Une transition stratégique à la tête de la BADEA
Cette initiative constitue l’un des legs majeurs du Dr Sidi Ould TAH, dont le mandat à la Banque Arabe pour le Développement Économique en Afrique (BADEA) s’est achevé le 30 juin 2025. Depuis le 1er septembre 2025, il a pris ses fonctions comme Président du Groupe de la Banque Africaine de Développement (BAD), marquant une nouvelle étape dans son parcours. Son successeur à la BADEA, S. E. Abdullah KH Almusaibeeh, a pris ses fonctions le 1er juillet 2025 avec l’engagement de renforcer et d’amplifier cette dynamique novatrice. La continuité de cette stratégie sera déterminante pour consolider le rôle de la BADEA dans l’architecture financière africaine.
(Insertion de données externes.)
PR #264, opened 2022-12-28
feature: return custom records

### LINKED ISSUE #261: Multikeysend: return customkey/customvalue
In order to know which keysend payment failed exactly, we must return these values as well.

kiwiidb:
Fixes #261 
Tested locally

### DIFF
--- a/controllers_v2/keysend.ctrl.go
+++ b/controllers_v2/keysend.ctrl.go
@@ -46,7 +46,7 @@ type KeySendResponseBody struct {
 	Description     string            `json:"description,omitempty"`
 	DescriptionHash string            `json:"description_hash,omitempty"`
 	Destination     string            `json:"destination,omitempty"`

Conclusion : un modèle innovant et ouvert
En recapitalisant les institutions régionales via leurs actionnaires, la BADEA a conçu un mécanisme original qui conjugue effet de levier, soutenabilité et crédibilité. Cette approche, encore peu connue du grand public comme de nombreuses parties prenantes, mérite d’être mise en lumière car elle illustre la capacité d’innovation financière africaine au service du développement.
Au-delà de l’opération technique, il s’agit d’un véritable outil stratégique pour le financement des PME africaines et pour la consolidation des institutions financières régionales. En permettant de libérer les souscriptions des États sans alourdir la dette des banques régionales, la BADEA contribue à renforcer l’écosystème financier du continent et à créer un effet multiplicateur sur l’investissement productif.
Ce mécanisme, par son originalité et son efficacité, peut servir de référence et de source d’inspiration pour toute institution de développement intéressée à mobiliser de nouvelles ressources en capital. Il témoigne d’une Afrique capable de proposer ses propres solutions, adaptées à ses besoins et à ses ambitions, dans la droite ligne de l’Agenda 2063 et de la ZLECAf.
En outre, les lois sur le contenu local adoptées par de nombreux pays africains offrent aux PME des opportunités extraordinaires pour contribuer à la réalisation des grands projets d’infrastructures dont le continent a besoin, mais aussi pour générer des emplois, créer des richesses et accroître les recettes fiscales des États. En définitive, l’expérience de la BADEA confirme qu’il est possible d’allier innovation, rigueur et vision stratégique pour soutenir la croissance inclusive, renforcer les institutions financières africaines et donner aux PME le rôle moteur qui leur revient dans le développement économique du continent.
*À propos de l’auteur
Dr Mohamed H’Midouche, ancien haut responsable de la Banque Africaine de Développement (BAD), est CEO d’Inter Africa Capital Group, auteur et consultant international.